Simon & Schuster will release the book on July 28

U.S. President Donald Trump speaking at the White House in July 2020
President Donald Trump speaks at a Spirit of America Showcase on July 1.
Chip Somodevilla/Getty Images

Well, that was quick. Just one day after a judge temporarily blocked the publication of Mary Trump’s forthcoming tell-all book, Too Much and Never Enough: How My Family Created the World’s Most Dangerous Man, a New York appellate judge has overturned that decision. The publisher Simon & Schuster can move ahead with its plans to release the book from President Trump’s niece on July 28.

Justice Alan D. Scheinkman ruled that Simon & Schuster was not a party to (and thus not bound by) Mary Trump’s confidentiality agreement, writing, “Unlike Ms. Trump, S&S has not agreed to surrender or relinquish any of its First Amendment rights.” However, as The New York Times points out, the ruling “put off addressing a central aspect of the bitter spat about the manuscript that has been roiling all month in the Trump family: whether, by writing the book, Ms. Trump violated a confidentiality agreement put in place nearly 20 years ago after a struggle over the will of her grandfather, Fred Trump Sr., Donald Trump’s father.”

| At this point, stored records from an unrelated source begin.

PR #1612, opened 2018-06-18
[4.0] upgrade: Do not allow cinder-volume on compute nodes

jsuchome:
Compute nodes need to work even when they are not upgraded
(for live-migration from Newton-based node to Pike-based one).

But cinder has to be fully upgraded everywhere. So let's not allow
any cinder service to run on compute node.

https://jira.prv.suse.net/browse/SCRD-3543


skazi0:
@jsuchome would be good to mention somewhere that this is done as a precheck.

jsuchome:
@skazi0 commit message extended

PR #1613, opened 2018-06-19
[stable/4.0] upgrade: Check input is a valid node for nodes

s-t-e-v-e-n-k:
The else clause for upgrade nodes assumes input is valid, and if it
isn't, returns an unhelpful message about how controller nodes need to
be upgraded first. Validate the input to provide a helpful error.

(cherry picked from commit d3cd42d8816b892b23cb332772a773b1768cd125)

https://github.com/crowbar/crowbar-openstack/pull/1692 is the PR for master.

requests?**

### DIFF
--- a/crowbar_framework/app/controllers/api/upgrade_controller.rb
+++ b/crowbar_framework/app/controllers/api/upgrade_controller.rb
@@ -151,6 +151,12 @@ class Api::UpgradeController < ApiController
           ::Crowbar::UpgradeStatus.new.start_step(:nodes)
         end
       else
+        # At this point params[:component] should be a node, if it is not,
+        # raise an error.
+        unless Node.all.map(&:name).include?(params[:component])
+          raise ::Crowbar::Error::UpgradeError, "Component must be 'all', "\
+            "'controllers' or a node name."
+        end
         if substep != :compute_nodes && status != :finished
           raise ::Crowbar::Error::UpgradeError.new(
             "Controller nodes must be upgraded first!"


crowbar_framework/app/controllers/api/upgrade_controller.rb
```diff
@@ -151,6 +151,12 @@ def nodes
           ::Crowbar::UpgradeStatus.new.start_step(:nodes)
         end
       else
+        # At this point params[:component] should be a node, if it is not,
+        # raise an error.
+        unless Node.all.map(&:name).include? params[:component]
+          raise ::Crowbar::Error::UpgradeError, "Component must be 'all', "\
+            "'controllers', 'resume', 'postpone' or a node name."
```
jsuchome: 'resume', 'postpone' are not available in previous upgrade version

crowbar_framework/app/controllers/api/upgrade_controller.rb
```diff
@@ -151,6 +151,12 @@ def nodes
           ::Crowbar::UpgradeStatus.new.start_step(:nodes)
         end
       else
+        # At this point params[:component] should be a node, if it is not,
+        # raise an error.
+        unless Node.all.map(&:name).include? params[:component]
```
rsalevsky: Can you please use: `Node.all.map(&:name).include?(params[:component])`

skazi0:
please mention the original PR in the description

PR #1614, opened 2018-06-19
upgrade: Stop cron before stopping any other service

rhafer:
There was a small race condition that caused cron jobs (e.g.
glance-scrubber) to run while the openstack services were offline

“We support Mary L. Trump’s right to tell her story in Too Much and Never Enough, a work of great interest and importance to the national discourse that fully deserves to be published for the benefit of the American public,” Simon & Schuster said in a statement on Wednesday. “As all know, there are well-established precedents against prior restraint and pre-publication injunctions.”